The cake is sitting on the table. The smell of Columbian Roasted coffee fills the kitchen. I have three bottles of creamer plus regular milk sitting beside a brand new pink coffee mug with paint brushes on it.
Is this love? Am I in love with Danielle Ashley?
The heat turns to a stone-cold chill.
“I haven’t known her long enough to be in love with her,” I say.
“You don’t have to convince me,” Graham says, not bothering to stifle his chuckle. “Work on convincing yourself.”
The doorbell rings and my eyes skirt to the clock. “She’s here. I gotta go. Call me back if you remember the second thing.”
He doesn’t say goodbye, just laughs as I hang up. My phone goes sailing across the kitchen table as I jog to the front door.
Danielle
I’ve never been so happy to see him and, this time, it’s not because he’s basically naked or that his body looks like it was sculpted by the hands of a saint. It’s because I just need to be in his arms.
I don’t have to wait long. At all, actually. As soon as it registers that it’s me standing on his porch, he pulls me inside and into him. My arms wrap around his waist, his skin warm against my face. We don’t speak for a long time, just stand in the doorway in the midst of a pile of sneakers and duffle bags.
“How are you?” he whispers against the shell of my ear.
“Better now.”
His lips twitch; I feel his smile against my neck. It makes me smile too. Pulling back, I touch his cheek. I fight back the wetness in my eyes. So I don’t fall victim to the mushiness I feel sneaking up on me, I stand on my tiptoes and pucker my lips. It takes him all of two seconds to touch them with his.
“Thank you,” I whisper against his mouth.
“For what?”
“For being here for me. Let’s go sit down. I want to cuddle.”
“Cuddle?” he asks, his brows raising. “If all I get for this is a cuddle . . .”
I laugh as I make my way to the living room, leaving him to follow me. I wait for him to sit so I can use him as a pillow.
My head in his lap, looking up into his eyes, I feel relief. Relief from the loneliness that saturates my life, especially this time of year. A break
from feeling like no one cares. A reprieve from fending for myself.

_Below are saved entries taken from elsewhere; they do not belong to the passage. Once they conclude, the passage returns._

PR #25345, opened 2023-01-03
fix: Reflect browser status in launchpad if failed to open

### LINKED ISSUE #23798: Closed Chrome Browser Isn't Reflected in Launchpad
### Current behavior

When opening chrome / chrome beta from the launchpad, when you close the browser to select a new browser, the launchpad is not re-focused and the lauchpad shows the following when re-focusing yourself:

Screen Shot 2022-09-13 at 8 03 12 AM

### Desired behavior

When Chrome closes, the Launchpad should not show browser as active.

### Test code to reproduce

1. Open launchpad
2 select chrome/chrome beta
3. close browser with exit button
4. view launchpad and see issue

### Cypress Version

10.7.0

### Node version

16.14.2

### Operating System

MacOS 12.5.1

### Debug Logs

_No response_

### Other

_No response_

mike-plummer:
- Closes #23798

### User facing changelog
* Fixes issue in Launchpad where a browser would be stuck in a "opening" state if it failed to open or was closed very quickly after being opened.

### Additional details
Just adding a "reset state" flow if an error is thrown on browser open and re-throwing the error to keep existing logic intact

### Steps to test
1. Open a project (e2e or ct)
2. From launchpad, select Electron and open
3. Before Electron finishes loading (immediately after window opens) close the Electron window using `command-W`
4. Observe launchpad resets to "no browser open" state
5. Re-open Electron and observe it successfully loads
6. You can repeat procedure with Chrome or Firefox but it can be tricky to reproduce since these browsers take a "double `command-Q` to kill them during the open operation

**_Before_**

https://user-images.githubusercontent.com/11482842/210415327-4b689623-b556-432b-b0a4-50ffcff6f978.mov

_**After**_

https://user-images.githubusercontent.com/11482842/210415377-e8aeac4f-999b-4b49-836a-02eb9a2e528b.mov

### PR Tasks

### DIFF
--- a/packages/server/lib/browsers/index.ts
+++ b/packages/server/lib/browsers/index.ts
@@ -146,11 +146,24 @@ export = {
 
     debug('opening browser %o', browser)
 
-    const _instance = await browserLauncher.open(browser, options.url, options, automation)
+    try {
+      const _instance = await browserLauncher.open(browser, options.url, options, automation)
 
-    debug('browser opened')
+      debug('browser instance: %o', _instance)
 
-    instance = _instance
+      debug('browser opened')
+
+      instance = _instance
+    } catch (e) {
+      /*
+      If an error happens during open (e.g. user closes window before we finish loading) then
+      clean up browser state and re-throw error
+      */
+      debug('Error while opening browser %o', e)
+      ctx.browser.setBrowserStatus('closed')
+      throw e
+    }
+
     instance.browser = browser
 
     // TODO: normalizing opening and closing / exiting
--- a/packages/server/lib/browsers/index.ts
+++ b/packages/server/lib/browsers/index.ts
@@ -10,6 +10,7 @@ import os from 'os'
 import { BROWSER_FAMILY, BrowserLaunchOpts, BrowserNewTabOpts, FoundBrowser } from '@packages/types'
 import type { Browser, BrowserInstance, BrowserLauncher } from './types'
 import type { Automation } from '../automation'
+import type { DataContext } from '@packages/data-context'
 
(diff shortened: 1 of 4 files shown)


marktnoonan:
Closing Chrome quickly with cmd+q after opening, I was able to get the launchpad to stick in the opening state

Screen Shot 2023-01-03 at 5 25 24 PM

In the terminal I see I caused this error:

Screen Shot 2023-01-03 at 5 25 48 PM

I'd guess this is happening outside the `catch` added by this PR, maybe it's not representative of errors we are hoping to catch during the browsers true "opening" state.

Edit: after taking a closer look at a where the catch is, it does seem very safe, maybe there is a crack between the browser opening and us updating the status. I think we might be running afoul of the [1 second delay here](https://github.com/cypress-io/cypress/blob/mikep/23798-closed-browser-status/packages/server/lib/browsers/index.ts#L225-L235)?

If there is an error after opening, but before that delay expires, we don't currently reset `browserStatus`.

ZachJW34:
Worked well for me but not sure if this work closes https://github.com/cypress-io/cypress/issues/23798. The issue with the original doesn't involve any error states like closing the new browser too quickly but rather how the browser is still reported as running whenever you close out of it via the "exit" application button.

Can we adjust the original issue or not link it if there is still work to be done?

mike-plummer:
@ZachJW34 Oh, I glossed over the "close the window without closing the browser" part. Oops. Hmm, I would say this is still a worthwhile fix since it does address a bug in the opening flow, but it looks like @marktnoonan is still seeing issues. I'll kick this to draft and take a deeper look as time allows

I’d forgotten, or maybe I’ve never known, this little smidgen of peace in my soul. Even if it doesn’t last forever, I’m grateful it’s here today.
“I was worried about you,” he says, his eyes full of concern. “I didn’t know what to do.”
“Why?”
“Because you were upset. You were crying.”

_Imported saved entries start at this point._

PR #126, opened 2019-03-26
Desperately search for listen addresses if we don't have any

Vagabond:


src/libp2p_transport_tcp.erl
```diff
@@ -380,30 +380,36 @@ handle_info({handle_identify, Session, {ok, Identify}}, State=#state{tid=TID}) -
...
-                                                             end
-                                                     end;
-                                                 false ->
-                                                     Acc
-                                             end
-                                     end, [], MyListenAddrs),
+            NewListenAddrsWithPid = case MyListenAddrs of
+                                        [] ->
+                                            %% engage desperation mode, we had no listen addresses before, but maybe we have some now because someone plugged in a cable or configured wifi
+                                            [ {tcp_listen_addrs(S), Pid} || [Pid, Addr, S] <- ets:match(TID, {{libp2p_config:listen_socket(), '$1'}, {'$2', '$3'}}), match_addr(Addr, TID) /= false ];
```
madninja: Pull the ets lookup into libp2p_config so we avoid exposing internals?

PR #129, opened 2019-04-06
quieter libp2p + some elections-related cleanup

evanmcc:
- moves some stuff to debug
- makes sure that elections don't cause infinite disk usage
- allows options to get to relcast


Vagabond:
lgtm

PR #133, opened 2019-04-10
Avoid crashes on dial back

macpie:


src/proxy/libp2p_stream_proxy.erl
```diff
@@ -117,8 +117,12 @@ handle_server_data({req, Req}, Env, #state{swarm=Swarm}=State) ->
     end;
 handle_server_data({dial_back, DialBack}, Env, State) ->
     lager:info("server got dial back request ~p", [DialBack]),
-    {ok, Connection} = dial_back(Env, State),
-    {noreply, State#state{raw_connection=Connection}};
+    case dial_back(Env, State) of
+        {ok, Connection} ->
+            {noreply, State#state{raw_connection=Connection}};
+        {error, Reason} ->
```
evanmcc: this is still going to crash.  we need to filter out common errors like timeouts and tcp closed and then `{stop, normal, State}` on those.

PR #139, opened 2019-04-23
Fixes for relay/proxy

Vagabond:
Prior to this change we have 2 issues:

* Nodes that did not need to advertise a relay listen address were doing so
* We refused to dial through a host with a relay address if that host itself was listed as a relay for another node

Fixing the first issue is not enough, as the second restriction is too broad. So we remove any relay stuff if our NAT type changes such that we know we don't need it AND we also add a `no_relay` dial flag so that if we're trying to dial a relay/proxy, we ignore the relay/proxy transport for dialing the intermediate host.

Given the internet's topology it's very unlikely we need to hop through multiple relays to get to a distant host, so this should solve most issues.

### DIFF
--- a/src/libp2p_transport_tcp.erl
+++ b/src/libp2p_transport_tcp.erl
@@ -471,7 +471,8 @@ handle_info({stungun_nat, TxnID, NatType}, State=#state{tid=TID, stun_txns=StunT
             lager:debug("stungun detected NAT type ~p", [NatType]),
             case NatType of
                 none ->
-                    %% don't need to start relay here
+                    %% don't need to start relay here, stop any we already have
+                    libp2p_relay_server:stop(libp2p_swarm:swarm(TID)),
                     %% if we didn't have an external address originally, set the NAT type to 'static'
                     case State#state.negotiated_nat of
                         true ->
--- a/src/proxy/libp2p_stream_proxy.erl
+++ b/src/proxy/libp2p_stream_proxy.erl
@@ -35,6 +35,7 @@
     id :: binary() | undefined,
     transport :: pid() | undefined,
     swarm :: pid() | undefined,
+    proxy_address :: undefined | string(),
     connection :: libp2p_connection:connection(),
     raw_connection :: libp2p_connection:connection() | undefined
 }).
@@ -60,13 +61,14 @@ init(server, Conn, [_, _Pid, TID]=Args) ->
 init(client, Conn, Args) ->
     lager:info("init proxy client with ~p", [{Conn, Args}]),
     ID = proplists:get_value(id, Args),
+    Swarm = proplists:get_value(swarm, Args),
     case proplists:get_value(p2p_circuit, Args) of
         undefined ->
             {ok, #state{id=ID, connection=Conn}};
         P2PCircuit ->
             TransportPid = proplists:get_value(transport, Args),
             self() ! {proxy_req_send, P2PCircuit},
-            {ok, #state{id=ID, transport=TransportPid, connection=Conn}}
+            {ok, #state{swarm=Swarm, id=ID, transport=TransportPid, connection=Conn}}
 
     end.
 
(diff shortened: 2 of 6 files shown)


src/libp2p_transport_tcp.erl
```diff
@@ -471,7 +471,8 @@ handle_info({stungun_nat, TxnID, NatType}, State=#state{tid=TID, stun_txns=StunT
             lager:debug("stungun detected NAT type ~p", [NatType]),
             case NatType of
                 none ->
-                    %% don't need to start relay here
+                    %% don't need to start relay here, stop any we already have
+                    libp2p_relay_server:stop(libp2p_swarm:swarm(TID)),
```
macpie: if this server was started then stopped should we remove relay address from peerbook?

src/proxy/libp2p_transport_proxy.erl
```diff
@@ -44,34 +44,19 @@ connect(_Pid, MAddr, _Options, _Timeout, TID) ->
...
-                                {proxy_negotiated, Socket, MultiAddr} ->
-                                    Conn = libp2p_transport_tcp:new_connection(Socket, MultiAddr),
-                                    lager:info("proxy successful ~p", [Conn]),
-                                    libp2p_transport:start_client_session(TID, MAddr, Conn)
-                            after 8000 ->
-                                {error, timeout_relay_session}
-                            end
-                    end
+           ],
+    case libp2p_proxy:dial_framed_stream(Swarm, PAddress, Args) of
```
macpie: Should this be forced to a non relay address?

src/libp2p_transport_tcp.erl
Vagabond: The terminate for the relay server handles that

macpie: yep I missed the `true = libp2p_config:remove_relay(TID),`

src/relay/libp2p_relay_server.erl
```diff
@@ -66,6 +68,18 @@ connection_lost(Swarm) ->
             Error
     end.
 
+-spec stop(pid()) -> ok | {error, any()}.
+stop(Swarm) ->
+    case get_relay_server(Swarm) of
+        {ok, Pid} ->
+            %% it's a permanant worker, so just stop it and let it restart
+            %% without having relay() called on it
```
madninja: Why not make relay server a transient instead?

src/proxy/libp2p_transport_proxy.erl
Vagabond: This should be unreachable because it's only called from relay:connect, which checks for the no_relay flag

src/relay/libp2p_relay_server.erl
Vagabond: Because I didn't want to do too much surgery on this without knowing if it will help, I guess

Vagabond: It currently always runs, and we just conditionally tell it to start maintaining a relay address for us. I just stop it to return it to the initial state after it restarts.

Vagabond:
Ok, while testing proxy I discovered that there was a bug hiding behind the blanket restriction on dialing through peers that listed a relay address in their peerbook:

We were using the ephemeral port of the 'raw connection' rather than the peer's listen port to dial back, so it would fail. This final commit changes that so we look up the proxy host's address in the peerbook and match the listen address by IP to find the listen port and dial using that.

src/proxy/libp2p_stream_proxy.erl
```diff
@@ -35,6 +35,7 @@
     id :: binary() | undefined,
     transport :: pid() | undefined,
     swarm :: pid() | undefined,
+    proxy_address :: any(),
```
madninja: When is this more than a `string()` ?

madninja: Or undefined I guess

Vagabond: I forgot what type it was

PR #140, opened 2019-04-24
support for various relcast API changes

evanmcc:
mostly in support of better ack batching, message batching, and sync delay in general.

### DIFF
--- a/src/group/libp2p_ack_stream.erl
+++ b/src/group/libp2p_ack_stream.erl
@@ -63,6 +63,7 @@ handle_data(_Kind, Data, State=#state{ack_ref=AckRef, ack_module=AckModule, ack_
             AckModule:handle_ack(AckState, AckRef, Seq, Reset == true),
             {noreply, State};
         _Other ->
+            lager:info("other ~p", [_Other]),
             {noreply, State}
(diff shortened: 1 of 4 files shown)


src/group/libp2p_ack_stream.erl
```diff
@@ -53,23 +53,24 @@ init(client, Connection, [AckRef, AckModule, AckState]) ->
 
 handle_data(_Kind, Data, State=#state{ack_ref=AckRef, ack_module=AckModule, ack_state=AckState}) ->
     case libp2p_ack_stream_pb:decode_msg(Data, libp2p_ack_frame_pb) of
-        #libp2p_ack_frame_pb{data=Bin, seq=[Seq]} when Bin /= <<>> ->
+        #libp2p_ack_frame_pb{messages=[Bin], seqs=[Seq]} when Bin /= <<>> ->
```
Vagabond: Presumably these becoming a list are so we can do batching next?

evanmcc: yes.

Vagabond:
This has a known dialyzer error, but we can't figure it out for now.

“Haven’t you seen a girl cry before?” I laugh.
“Yeah, but usually because of some dumb shit that I really can’t feel sorry for them over. But you, today, that was fucked up.”

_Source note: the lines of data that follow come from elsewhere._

PR #141, opened 2019-04-24
Fix a socket/process leak in proxy

Vagabond:
Before this change, we left a gen_server hanging around on the proxy server.
Unfortunately, this was the process that ranch thought owned the socket.
So, once the socket closed, the gen_server remained alive and so the
number of sockets ranch thought were open never decremented. This change
ensures that the socket owners are cleaned up and a test is extended to
verify this.

### DIFF
--- a/src/proxy/libp2p_proxy_session.erl
+++ b/src/proxy/libp2p_proxy_session.erl
@@ -5,87 +5,23 @@
 %%%-------------------------------------------------------------------
 -module(libp2p_proxy_session).
 
--behavior(gen_server).
-
 %% ------------------------------------------------------------------
 %% API Function Exports
 %% ------------------------------------------------------------------
 -export([
-    start_server/4,
-    start_link/1
+    start_server/4
 ]).
 
-%% ------------------------------------------------------------------
-%% gen_server Function Exports
-%% ------------------------------------------------------------------
--export([
-    init/1,
-    handle_call/3,
-    handle_cast/2,
-    handle_info/2,
-    terminate/2,
-    code_change/3
-]).
-
--record(state, {
-    type :: client | server,
-    connection :: libp2p_connection:connection(),
-    path :: string(),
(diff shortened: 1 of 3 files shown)


src/proxy/libp2p_proxy_session.erl
```diff
@@ -72,8 +72,10 @@ handle_info(transfer_socket, #state{type=server, connection=Connection, path=Pat
     lager:info("doing socket transfer"),
     <<"/", ID0/binary>> = erlang:list_to_binary(Path),
     ID1 = base58:base58_to_binary(erlang:binary_to_list(ID0)),
+    %% this will block until the connection is finished with
     ok = libp2p_proxy_server:connection(TID, Connection, ID1),
-    {noreply, State};
+    %% we did our job, time to die
```
evanmcc: do we actually need a gen_server here?

test/proxy_SUITE.erl
```diff
@@ -132,10 +132,23 @@ basic(_Config) ->
...
+
     ok = libp2p_swarm:stop(ServerSwarm),
-    ok = libp2p_swarm:stop(ProxySwarm),
     ok = libp2p_swarm:stop(ClientSwarm),
 
+    timer:sleep(5000),
+
+    %% check we didn't leak any sockets here
+    [{_ID, Info}] = ranch:info(),
+    ?assertEqual(0, proplists:get_value(active_connections, Info)),
```
evanmcc: wait until?

Vagabond:
The process dying tells ranch we're done with it. I tried the 'remove_socket' stuff but it didn't seem to work as I expected.

src/proxy/libp2p_proxy_session.erl
Vagabond: Probably not

Vagabond:
I have made the requested updates

PR #142, opened 2019-04-26
Fix 2 bugs in relay sorting so host with the least connections is first

Vagabond:
We had a typo, and we were sorting backwards (lower should be first)


Vagabond:
The dialyzer error will be fixed once we land batching in relcast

“It’s just a part of my life,” I shrug.
He brushes a strand of hair off of my forehead. His touch is gentle, caressing, and I close my eyes and just enjoy being at the receiving end.
“Do you have other family?” he asks. “Besides your parents?”
I shake my head. “I’m an only child. So were both my parents, so no aunts or uncles or cousins. My father’s parents are alive, but they live in Washington State in some kind of nursing home.”
“Your dad put them in a nursing home?” He seems shocked by this, almost flinching as he says it.
“Yeah, I guess. We were never close with them anyway. I saw them sometimes in the summer when they took a vacation near us. But that was maybe six or seven times in my life that I remember.” I think back to the weird moments with them. Stifled tea hours. Odd conversations. No hugs, no kisses, no little presents like my friends’ grandparents brought them, even though mine had way more money and means. “They’re in their eighties, probably. They had my dad when they were older in life. So once they couldn’t live alone, Dad signed papers for them to live in this center. I remember hearing my parents discuss it.”
He whistles through his teeth. “They’re hard core.”
“Why do you say that?”
“Because unless you cannot physically care for your family, you don’t put them in a nursing home, Dani. They’re your blood. Their sacrifices got you where you are, in part.” He cringes, as if maybe he’s overstepped. “I just didn’t grow up like that, I guess. My mom’s mom lives in a little guesthouse behind my parents. And if I have to take care of my mom when she gets old, I will. I won’t lock her up somewhere.” He chuckles. “Graham gets Dad though.”